--- EXTRACTED INFORMATION ---

PR #1147, opened 2024-05-22
feat: implement `OnyxVisuallyHidden` component

JoCa96:
Relates to #1083 

- Implemented `OnyxVisuallyHidden` component to be able to add assistive-technology-only text
- Used new component to add `opens in new tab` information to `OnyxLink` component
- Added label to `OnyxNavAppArea` button for improved accessibility


packages/sit-onyx/src/components/OnyxVisuallyHidden/OnyxVisuallyHidden.vue
larsrickert, line 1: Would prefer to implement it as class instead of component so its easier to apply it with conditions like:

`<span :class="{'onyx-visually-hidden': props.test === true}">Test</span>`

packages/sit-onyx/src/i18n/locales/de-DE.json
```diff
@@ -27,9 +27,13 @@
...
     "clearSearch": "Suchtext löschen"
   },
+  "link": {
+    "opensExternally": "Wird in einem neuen Tab geöffnet."
+  },
   "navItemOptionsLabel": "Unterseiten von {label}",
   "navigation": {
-    "appLogo": "App logo",
+    "appLogo": "App logo von {appName}",
+    "goToHome": "Gehe zur Startseite",
```
larsrickert, line 36: Technically the app area click is up to the project so it does not have to go to the home page

packages/sit-onyx/src/components/OnyxLink/OnyxLink.vue
```diff
@@ -24,21 +26,20 @@ defineSlots<{
...
 
 <template>
-  <a
-    class="onyx-link"
-    :href="props.href"
-    :target="props.target"
-    :rel="props.target === '_blank' ? 'noreferrer' : undefined"
-    @click="emit('click')"
-  >
+  <a class="onyx-link" :href="props.href" :target="props.target" @click="emit('click')">
```
larsrickert, line 38: Why did you remove the `rel`? The browser only infers `noopener`but not `noreferrer`

packages/sit-onyx/src/components/OnyxNavAppArea/types.ts
```diff
@@ -7,4 +7,8 @@ export type OnyxNavAppAreaProps = {
    * Application name to show on the left.
    */
   appName?: string;
+  /**
+   * Describes the action that is taken on click.
```
larsrickert, line 11:
```suggestion
   * Describes the action that is taken on click.
   * By default, a translated "Go to home" will be used depending on the current locale.
```

packages/sit-onyx/src/components/OnyxNavBar/types.ts
```diff
@@ -5,4 +5,9 @@ export type OnyxNavBarProps = OnyxNavAppAreaProps & {
    * Whether to show a back button.
    */
   withBackButton?: boolean;
+  /**
+   * Custom label for the app click area.
+   * @default "Go to Home"
```
larsrickert, line 10:
```suggestion
   * @default Translated "Go to home" depending on the current locale.
```

packages/sit-onyx/src/components/OnyxVisuallyHidden/OnyxVisuallyHidden.ct.tsx
```diff
@@ -0,0 +1,20 @@
+import { expect, test } from "../../playwright/a11y";
+import OnyxVisuallyHidden from "./OnyxVisuallyHidden.vue";
+
+test("should not be visible", async ({ mount }) => {
+  const component = await mount(
+    <div>
```
larsrickert, line 6:
```suggestion
    <div style={{ width: "max-content" }}>
```

So the screenshots are smaller and easier to read

packages/sit-onyx/src/components/OnyxVisuallyHidden/types.ts
```diff
@@ -0,0 +1,3 @@
+export type OnyxVisuallyHiddenProps = {
+  is?: string;
```
larsrickert, line 2: Would prefer to make it required so its more explicit

packages/sit-onyx/src/i18n/locales/en-US.json
```diff
@@ -27,9 +27,13 @@
...
     "clearSearch": "Clear search filter"
   },
+  "link": {
+    "opensExternally": "Opens in a new tab."
+  },
   "navItemOptionsLabel": "Subpages of {label}",
   "navigation": {
-    "appLogo": "App logo",
+    "appLogo": "App logo of {appName}",
+    "goToHome": "Go to Home",
```
larsrickert, line 36:
```suggestion
    "goToHome": "Go to home page",
```

larsrickert (changes requested):

packages/sit-onyx/src/i18n/locales/de-DE.json
JoCa96: Yes, that's why the label is configurable. But we could also make the label required, if you prefer

packages/sit-onyx/src/components/OnyxVisuallyHidden/types.ts
JoCa96: Usually there should not be a need to change the element.

packages/sit-onyx/src/components/OnyxVisuallyHidden/OnyxVisuallyHidden.vue
JoCa96: This component is not something that should be toggled.

packages/sit-onyx/src/components/OnyxNavBar/types.ts
```diff
@@ -5,4 +5,9 @@ export type OnyxNavBarProps = OnyxNavAppAreaProps & {
    * Whether to show a back button.
    */
   withBackButton?: boolean;
+  /**
+   * Custom label for the app click area.
```
larsrickert, line 9:
```suggestion
   * Custom (aria) label for the app click area.
```

packages/sit-onyx/src/components/OnyxVisuallyHidden/OnyxVisuallyHidden.vue
```diff
@@ -0,0 +1,27 @@
...
+.onyx-visually-hidden {
+  @include layers.component() {
+    border: 0;
+    clip: rect(0, 0, 0, 0);
+    height: 0;
+    margin: 0;
+    overflow: hidden;
+    padding: 0;
+    position: absolute;
+    width: 1px;
```
larsrickert, line 23:
```suggestion
    width: var(--onyx-1px-in-rem);
```

larsrickert (changes requested):

packages/sit-onyx/src/components/OnyxVisuallyHidden/OnyxVisuallyHidden.vue
JoCa96: The component should have the smallest possible width, so that it is still recognized as a "visible" element, but it shouldn't scale with the root element font-size.

larsrickert (approved):

Issue #877, opened 2024-04-11
Update implementation for OnyxGrid


mj-hof:
### Open Questions/To-dos

- [x] Double check if and how we need to implement "sub grids" and how they should work @jannick-ux. Reply from @jannick-ux: sub grid column count should depend on the width of the component aligned with the breakpoints. So using container queries is perfectly fine

### Why?

We want to update the grid implementation because:

- separate actual grid from outer page spacing, max-width and center styles to allow full-width page layouts (e.g. hero image, striped section backgrounds etc.)
- align with how the grid works in Figma
- support nested / subgrids (e.g. place a tile in the grid but also use a new grid inside the tile itself)

Current grid idea: Place grid at the very top of the application, everything below must define grid span on every single element
New idea: Only apply grid to certain child components where its actually used so by default no grid is used so all components have the default behaviour (full width)

### Acceptance criteria

- [x] the `onyx-grid` class only applies the grid + gutters
- [x] a new `onyx-page__content` class is added that applies the outer page spacing + max-width + centered styles of the previous `onyx-grid`
- [x] [Documentation](https://onyx.schwarz/development/grid.html) is updated and a code example is added on how to use the grid
- [x] [Grid playground](https://storybook.onyx.schwarz/?path=/docs/utilities-gridplayground--docs) is updated
- [ ] ~~container queries are used for the breakpoints instead of media queries~~

### Definition of Done

- The following component requirements are implemented:
  - [x] example usage added to `apps/alpha-test-app/src/views/HomeView.vue`
- [x] covered by component tests
- [x] screenshot tests are updated
- [x] follow-up tickets were created if necessary
- [x] updated version + documentation is deployed
- [x] Set task to `In Approval`

**Approval**

- [Grid docs](https://onyx.schwarz/development/grid.html)
- [x] approved by dev @MajaZarkova 

### Implementation details

Example usage of the grid:

```html
<!-- this is e.g. the very top app root element -->
<div class="onyx-grid-max-md onyx-grid-center">
  <OnyxNavBar></OnyxNavBar>

  <div class="onyx-page__content">
    <OnyxHeadline>I am outside the grid</OnyxHeadline>

    <div class="onyx-grid">
      I am inside the grid, e.g. a tile layout

      <div class="onyx-grid onyx-grid-span-6">
        I am a nested grid with my own grid that spans 6 columns of the parent
        grid
      </div>
    </div>
  </div>
</div>
```

PR #1159, opened 2024-05-23
refactor: update grid implementation

larsrickert:
Relates to #877

- remove padding, max-width and center from "onyx-grid" class and move it to a new "onyx-page__content"
- update grid docs / examples
- update grid demo in alpha test app
- fix default button width to max-content so it does not stretch e.g. when applying `onyx-grid-span-16` to it

## Checklist


JoCa96 (changes requested):

packages/sit-onyx/src/styles/grid.scss
```diff
@@ -2,100 +2,108 @@
...
     grid-template-columns: repeat(var(--onyx-grid-columns), minmax(0, 1fr));
     gap: var(--onyx-grid-gutter);
-    // Its called margin in the UX concept. So we keep that name for consistency, even when it is implemented through a padding.
+  }
+
+  /**
+  * Page class to apply padding, max-width and optional centered.
+  * Is usually placed at the root element of every page.
+  */
+  .onyx-page__content {
```
JoCa96, line 32: As this BEM class is defined outside of the context of the `AppLayout` component, we should consider to rename to fit the grid context, e.g.:
- `onyx-grid-container`
- `onyx-grid-page-content`

larsrickert: done

JoCa96 (approved):

Issue #1142, opened 2024-05-22
Fix Textarea resizing not working correctly on Firefox


JoCa96:
Repro steps:

1. Open https://storybook.onyx.schwarz/?path=/docs/components-textarea--docs in Firefox.
2. Try to resize the textarea using the resize drag button
3. => Only works on the second try

larsrickert:
Hmm thats weird since it works in our Playwright tests 🤔

PR #1277, opened 2024-06-11
fix(OnyxTextarea): Fix first manual resizing being canceled on Firefox

JoCa96:
Relates to #1142 

The issue seems to be specific to Firefox:
Changing CSS properties that effect if `onyx-textarea__wrapper::after` is rendered abort the user's resizing action.
As a workaround, we instead set the height to `0px`, which also disables the auto-sizing of the textarea.


packages/sit-onyx/src/components/OnyxTextarea/OnyxTextarea.vue
```diff
@@ -178,12 +178,14 @@ const handleInput = (event: Event) => {
...
-  // remove max height if user resizes the textarea manually
+  // remove max height and disable auto-sizing if user resizes the textarea manually
   &:has(.onyx-textarea__native[style*="height"]) {
     --max-height: unset;
 
     .onyx-textarea__wrapper::after {
-      display: none;
+      // workaround for [#1142](https://github.com/SchwarzIT/onyx/issues/1142)
+      // `display: none` or changing "content" causes user resizing to be interrupted
+      height: 0px;
```
larsrickert, line 188:
```suggestion
      height: 0;
```

larsrickert (changes requested):

larsrickert (approved):

Issue #883, opened 2024-04-11
Implement OnyxFlyoutMenu


MajaZarkova:
### Open Questions/To-dos

- [x] How to interpret the blank context area? → Not relevant to this ticket and is also only intended for designers 
- [x] Should we separate the icon button and label button from the flyout? → Not relevant to this ticket

### Why?

This component is needed and will be used inside the NavMenuItem. This is just a support component.
It's responsible for handling keyboard navigation, rendering and opening of the flyout.

![Image](https://github.com/SchwarzIT/onyx/assets/18483883/cc42f86f-ff38-48a9-bfae-d165b58b04b4)

### Design

[Figma Link (Context Area section)](https://www.figma.com/file/YfEUBOHk4J4nYrk04geswG/onyx---Design-System-Figma-Library?node-id=1709%3A12388&mode=dev)

### Acceptance criteria

- [x] Has default slot for select items
- [x] has keyboard support
- [x] make sure keyboard navigation works correctly in OnyxNavItem
- [x] make sure aria-selected styles are correctly applied on the OnyxNavItem nested options
- [x] considers the relevant aria roles and patterns
- [x] Used in the OnyxNavItem and the OnyxUserMenu

### Definition of Done

- [x] covered by component tests
- [x] screenshot tests are updated
- [x] follow-up tickets were created if necessary -> #1415 
- [x] updated version + documentation is deployed
- [x] Storybook can show the feature
- [x] Set task to `In Approval`

**Approval**

- [OnyxFlyoutMenu](https://storybook.onyx.schwarz/?path=/docs/future-flyoutmenu--docs)
- [OnyxNavButton](https://storybook.onyx.schwarz/?path=/docs/navigation-modules-navbutton--docs)
      - OnyxNavButton will replace OnyxNavItem. OnyxNavItem is re-written and it's actually used inside OnyxNavButton
- [x] approved by designer @jannick-ux
- [x] approved by dev @larsrickert 

#### Reference implementations

[CoreUI Reference](https://core-ui.schwarz/components/scu-top-bar-context-dropdown)

![Image](https://github.com/SchwarzIT/onyx/assets/18483883/3960e595-58f6-4aee-b282-0cb99c482949)

#### ARIA
https://www.w3.org/WAI/ARIA/apg/patterns/menubar/examples/menubar-navigation/
https://www.w3.org/WAI/ARIA/apg/patterns/menu-button/
[...]

PR #1281, opened 2024-06-12
feat(OnyxNavButton): Implement onyx nav button

MajaZarkova:
Relates to #883 

Implement onyx nav button

## Checklist


packages/sit-onyx/playwright/snapshots/components/OnyxNavButton/NavButton-chromium-linux.png
MajaZarkova, line 1: Open question here, in Storybook we can see the external icon, but I'm not sure why it's not rendered in the screenshots?

packages/sit-onyx/src/components/OnyxFlyoutMenu/future/OnyxFlyoutMenu.stories.ts
```diff
@@ -0,0 +1,45 @@
...
+  { label: "Falcon" },
+  { label: "Owl" },
+];
+
+/**
+ * This example shows a basic OnyxFlyoutMenu
+ */
+export const Default = {
+  args: {
+    default: () => h("button", "Click Me"),
```
larsrickert, line 42:
```suggestion
    default: () => h(OnyxButton, { label: "Hover me" }),
```

packages/sit-onyx/src/components/OnyxFlyoutMenu/future/OnyxFlyoutMenu.vue
```diff
@@ -0,0 +1,123 @@
...
+
+const activeItem = ref<string>();
+
+const {
+  elements: { button, menu, menuItem, listItem, parentComponent },
+  state: { isExpanded },
+} = createMenuButton({
+  onSelect: (href) => {
+    activeItem.value = href;
+  },
```
larsrickert, line 35:
```suggestion
  onSelect: (value) => {
    activeItem.value = value;
  },
```

It could also be something other than a href right?

packages/sit-onyx/src/components/OnyxFlyoutMenu/future/OnyxFlyoutMenu.vue
```diff
@@ -0,0 +1,123 @@
...
+});
+
+const filterVNodesByComponent = (vnodes: VNode[]): VNode[] => {
```
larsrickert, line 38:
```suggestion
const getSlotComponents = (vnodes: VNode[]): VNode[] => {
```

I think something like this is a better suiting name for what it does :)

packages/sit-onyx/src/components/OnyxFlyoutMenu/future/OnyxFlyoutMenu.vue
```diff
@@ -0,0 +1,123 @@
...
+const options = computed(() => {
+  return filterVNodesByComponent(slots.options?.() ?? []);
+});
+</script>
+
+<template>
+  <div class="onyx-flyout-menu" v-bind="parentComponent">
+    <component :is="slots.default?.()?.[0]" v-bind="button" />
+    <div
+      v-if="slots.options || slots.header || slots.footer"
```
larsrickert, line 59:
```suggestion
      v-if="slots.options.length || slots.header || slots.footer"
```

packages/sit-onyx/src/components/OnyxFlyoutMenu/future/OnyxFlyoutMenu.vue
```diff
@@ -0,0 +1,123 @@
...
+      v-show="isExpanded"
+      :class="{
+        'onyx-flyout-menu__list--with-header': !!slots.header,
+        'onyx-flyout-menu__list--with-footer': !!slots.footer,
+        'onyx-flyout-menu__list': true,
+      }"
+    >
+      <slot name="header"></slot>
+      <ul
+        v-if="slots.options"
```
larsrickert, line 69:
```suggestion
        v-if="slots.options.length"
```

packages/sit-onyx/src/components/OnyxFlyoutMenu/future/types.ts
```diff
@@ -0,0 +1,6 @@
+export type OnyxFlyoutMenuProps<TValue> = {
```
larsrickert, line 1: Since the new flyout uses slots instead if props, I think we can remove this

packages/sit-onyx/src/components/OnyxNavButton/OnyxNavButton.stories.ts
```diff
@@ -0,0 +1,84 @@
...
+ * The nav button is used internally to build the main navigation bar component and is not intended to be used individually.
+ */
+const meta: Meta<typeof OnyxNavButton> = {
+  title: "future/NavButton",
+  ...defineStorybookActionsAndVModels({
+    component: OnyxNavButton,
+    events: ["click"],
+    argTypes: {
+      default: {
+        control: { disable: true },
```
larsrickert, line 18:
```suggestion
        control: { type: "text" },
```

Like this, the user can change the slot content as text.
But you also need to remove the `() =>` in the stories below for the default slot for it to work correctly

packages/sit-onyx/src/index.ts
```diff
@@ -101,6 +104,8 @@ export * from "./components/OnyxUserMenu/types";
 export { default as OnyxVisuallyHidden } from "./components/OnyxVisuallyHidden/OnyxVisuallyHidden.vue";
 export * from "./components/OnyxVisuallyHidden/types";
 
+export { default as OnyxFlyoutMenu } from "./components/OnyxFlyoutMenu/OnyxFlyoutMenu.vue";
```
larsrickert, line 107: The FlyoutMenu is already exported. Did you want to export the future instead?

packages/sit-onyx/src/components/OnyxNavButton/OnyxNavButton.stories.ts
```diff
@@ -0,0 +1,84 @@
...
+import { h } from "vue";
+import OnyxNavButton from "./OnyxNavButton.vue";
+import OnyxListItem from "../OnyxListItem/OnyxListItem.vue";
+import OnyxBadge from "../OnyxBadge/OnyxBadge.vue";
+
+/**
+ * The nav button is used internally to build the main navigation bar component and is not intended to be used individually.
+ */
+const meta: Meta<typeof OnyxNavButton> = {
+  title: "future/NavButton",
```
larsrickert, line 12:
```suggestion
  title: "support/NavButton",
```

The nav button is a completely new component, right? :)

packages/sit-onyx/src/components/OnyxFlyoutMenu/future/OnyxFlyoutMenu.vue
```diff
@@ -0,0 +1,123 @@
...
+
+<style lang="scss">
+@use "../../../styles/mixins/layers";
+@use "../../../styles/mixins/list";
+
+.onyx-flyout-menu {
+  @include layers.component() {
+    display: inline-block;
+
+    &__list {
```
larsrickert, line 102: We need to position this absolute because currently the component "jumps" when opening/closing the flyout

packages/sit-onyx/src/components/OnyxUserMenu/future/OnyxUserMenu.vue
```diff
@@ -0,0 +1,173 @@
...
+});
+</script>
+
+<template>
+  <div class="onyx-user-menu">
+    <OnyxFlyoutMenu class="onyx-user-menu__flyout" :aria-label="t('navigation.userMenuLabel')">
+      <button class="onyx-user-menu__trigger onyx-text">
+        <OnyxAvatar v-bind="avatar" size="24px" />
+        <span class="onyx-truncation-ellipsis"> {{ props.username }}</span>
+        <OnyxIcon class="onyx-user-menu__chevron" :icon="chevronLeftSmall" />
```
larsrickert, line 42: The chevron does not update correctly when closing the menu by clicking the button:
image

packages/sit-onyx/src/components/OnyxUserMenu/future/OnyxUserMenu.vue
```diff
@@ -0,0 +1,173 @@
...
+const avatar = computed(() => {
+  if (typeof props.avatar === "object") return { ...props.avatar, label: props.username };
+  return { src: props.avatar, label: props.username };
+});
+</script>
+
+<template>
+  <div class="onyx-user-menu">
+    <OnyxFlyoutMenu class="onyx-user-menu__flyout" :aria-label="t('navigation.userMenuLabel')">
+      <button class="onyx-user-menu__trigger onyx-text">
```
larsrickert, line 39: When hovering from the button down to the flyout, it always closes so there is no way to click an option

larsrickert (changes requested):

packages/headless/src/composables/menuButton/createMenuButton.ts
```diff
@@ -0,0 +1,58 @@
+import { createId } from "../../utils/id";
+import { computed, ref } from "vue";
+
+import { createBuilder } from "../../utils/builder";
+
+export type MenuButtonValue = string | number | boolean;
+export type CreateMenuButtonOptions = { onSelect: (value: string) => void };
```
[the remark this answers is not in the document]
MajaZarkova: @larsrickert I've added one, is ti okay?

packages/sit-onyx/src/components/OnyxFlyoutMenu/future/OnyxFlyoutMenu.vue
MajaZarkova: Checking for length is messing up hover behavior.

packages/sit-onyx/src/components/OnyxFlyoutMenu/future/OnyxFlyoutMenu.vue
MajaZarkova: Checking for length is messing up hover behavior.

packages/sit-onyx/src/components/OnyxFlyoutMenu/future/OnyxFlyoutMenu.vue
```diff
@@ -0,0 +1,123 @@
...
+      <slot name="footer"></slot>
+    </div>
+  </div>
+</template>
+
+<style lang="scss">
+@use "../../../styles/mixins/layers";
+@use "../../../styles/mixins/list";
+
+.onyx-flyout-menu {
```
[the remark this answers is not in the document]
MajaZarkova: Changing the className creates even more side effects with the nav button

packages/sit-onyx/src/index.ts
MajaZarkova: Yes, it was an error, I removed it.

packages/headless/src/composables/menuButton/createMenuButton.ts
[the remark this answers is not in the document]
larsrickert: Yes but we should add the docs only to the `onSelect` instead of the whole type, so e.g.:
```ts
export type CreateMenuButtonOptions = {
  /**
   * Called when a menu item is selected (via mouse or keyboard).
   */
  onSelect: (value: string) => void;
};
```

packages/sit-onyx/playwright/snapshots/components/OnyxNavButton/NavButton-chromium-linux.png
larsrickert, line 1: The external link icon is missing here, right?

packages/sit-onyx/src/components/OnyxFlyoutMenu/future/OnyxFlyoutMenu.vue
```diff
@@ -0,0 +1,123 @@
...
+  return allNodes;
+};
+
+const options = computed(() => {
+  return getSlotComponents(slots.options?.() ?? []);
+});
+</script>
+
+<template>
+  <div class="onyx-flyout-menu" v-bind="parentComponent">
```
larsrickert, line 54: The flyout also openes when hovering outside of the button

https://github.com/SchwarzIT/onyx/assets/67898185/df6800b0-a5a7-454e-9410-3914fbd6798e

packages/sit-onyx/src/components/OnyxFlyoutMenu/future/OnyxFlyoutMenu.vue
```diff
@@ -0,0 +1,123 @@
...
+const {
+  elements: { button, menu, menuItems, listItem, parentComponent },
+  state: { isExpanded },
+} = createMenuButton({
+  onSelect: (value) => {
+    activeItem.value = value;
+  },
+});
+
+const getSlotComponents = (vnodes: VNode[]): VNode[] => {
```
larsrickert, line 36: Jonathan commented on one of my PRs that he would like to prevent iteration over VNodes in slots.
Its fine for me to keep this for now so the PR can be merged but maybe we should get in touch with Jonathan to check if he finds an alternative here?

packages/sit-onyx/src/components/OnyxNavButton/OnyxNavButton.stories.ts
```diff
@@ -0,0 +1,84 @@
...
+  args: {
+    ...Default.args,
+    active: true,
+  },
+} satisfies Story;
+
+/**
+ * This example shows the nav button with nested children.
+ */
+export const WithChildren = {
```
larsrickert, line 58: The example is cut off when opening the flyout. We propably need to add a decorator here to set height/padding

image

packages/sit-onyx/src/components/OnyxFlyoutMenu/future/OnyxFlyoutMenu.vue
```diff
@@ -0,0 +1,123 @@
...
+@use "../../../styles/mixins/list";
+
+.onyx-flyout-menu {
+  @include layers.component() {
+    // TODO: remove comment after replacing this component with the official OnyxFlyoutMenu
+    // display: inline-block;
+
+    &__list {
+      @include list.styles();
+      position: absolute;
```
larsrickert, line 103: I sometimes have this weird behaviour that the flyout is overlapping the button.
Might be caused by the missing left/bottom and left/right properties for the `position: absolute`

image

larsrickert (changes requested):

packages/sit-onyx/playwright/snapshots/components/OnyxNavButton/NavButton-chromium-linux.png
MajaZarkova: Yes, I left an open question at the beginning of the PR about that. I can't understand why it's like that. I can see the external link icon in Storybook.

larsrickert: I think the issue is related to the fact that you also pass slot content in your test in addition to the labe property.
When passing custom slot content, it will override all default content which includes the external link icon

image

larsrickert: You can fix it by removing the default slot with "Nav Button"

packages/headless/src/composables/menuButton/createMenuButton.ts
```diff
@@ -0,0 +1,72 @@
...
+      },
+      flyout: {
+        ...hoverEvents.value,
+      },
+      menu: {
+        id: menuId,
+        role: "menu",
+        "aria-labelledby": buttonId,
+      },
+      menuItems: (data: { active?: boolean; value: string }) => ({
```
larsrickert, line 62:
```suggestion
      menuItem: (data: { active?: boolean; value: string }) => ({
```

This is only for a single menu item :)

packages/headless/src/composables/menuButton/createMenuButton.ts
```diff
@@ -0,0 +1,72 @@
...
+  });
+
+  const hoverEvents = computed(() => {
+    return {
+      onMouseover: () => (debouncedHidden.value = true),
+      onMouseout: () => (debouncedHidden.value = false),
+      onFocusin: () => (isExpanded.value = true),
+      onFocusout: () => (isExpanded.value = false),
+    };
+  });
```
larsrickert, line 36:
```suggestion
import { debounce } from "../../utils/timer";

  /**
   * Debounced expanded state that will only be toggled after a given timeout.
   */
  const updateDebouncedExpanded = debounce(
    (expanded: boolean) => (isExpanded.value = expanded),
    400,
  );

  const hoverEvents = computed(() => {
    return {
      onMouseover: () => updateDebouncedExpanded(true),
      onMouseout: () => updateDebouncedExpanded(false),
      onFocusin: () => (isExpanded.value = true),
      onFocusout: () => (isExpanded.value = false),
    };
  });
```

We already have a debounce utility that we can make use of here :)

packages/headless/src/composables/menuButton/createMenuButton.ts
```diff
@@ -0,0 +1,72 @@
...
+            "aria-expanded": isExpanded.value,
+            "aria-haspopup": true,
+            id: buttonId,
+            ...hoverEvents.value,
+          }) as const,
+      ),
+      listItem: {
+        role: "none",
+      },
+      flyout: {
```
larsrickert, line 54: Isn't the flyout the same as the menu? So we could get rid of the flyout and bind it to the menu directly

packages/sit-onyx/src/components/OnyxNavButton/OnyxNavButton.vue
```diff
@@ -0,0 +1,136 @@
...
+</template>
+
+<style lang="scss">
+@use "../../styles/mixins/layers.scss";
+
+.onyx-nav-button {
+  @include layers.component() {
+    $gap: var(--onyx-spacing-2xs);
+
+    .onyx-future-flyout-menu__list {
```
larsrickert, line 72: Shouldn't these styles be applied by the OnyxFlyoutMenu itself? Because they are the same for all flyouts (nav button, user menu etc.)

packages/sit-onyx/src/components/OnyxFlyoutMenu/future/OnyxFlyoutMenu.vue
MajaZarkova: You still have this behavior?

packages/sit-onyx/src/components/OnyxUserMenu/future/OnyxUserMenu.vue
```diff
@@ -0,0 +1,177 @@
...
+
+const avatar = computed(() => {
+  if (typeof props.avatar === "object") return { ...props.avatar, label: props.username };
+  return { src: props.avatar, label: props.username };
+});
+</script>
+
+<template>
+  <div class="onyx-user-menu">
+    <OnyxFlyoutMenu class="onyx-user-menu__flyout" :aria-label="t('navigation.userMenuLabel')">
```
larsrickert, line 38: The header/footer background looks a little off
image

packages/headless/src/composables/menuButton/createMenuButton.ts
larsrickert: Also, should we only use the debounce for closing? Otherwise it might feel weird if it does not open when hovering.

Or maybe change the timeout to 200 or so

larsrickert (changes requested):

packages/sit-onyx/src/components/OnyxFlyoutMenu/future/OnyxFlyoutMenu.vue
larsrickert: Does not seem so...I'm just wondering where the flyout gets its position from? We haven't set any left/top property

MajaZarkova: When I tried to set the left/top properties, I couldn't align the properly.

packages/headless/src/composables/menuButton/createMenuButton.ts
MajaZarkova: We are binding the menu only to the <ul> element, and in the userMenu component where we have header and footer the hovering effects doesn't work. This is why I added the flyout.

packages/headless/src/composables/menuButton/createMenuButton.ts
MajaZarkova: Now I'm using it only on closing

larsrickert (approved):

---

GOAL OF THE EXERCISE - Check each line of the data above for the string "centered", and copy the ones that have it.

RESULT -
- [x] a new `onyx-page__content` class is added that applies the outer page spacing + max-width + centered styles of the previous `onyx-grid`
+  * Page class to apply padding, max-width and optional centered.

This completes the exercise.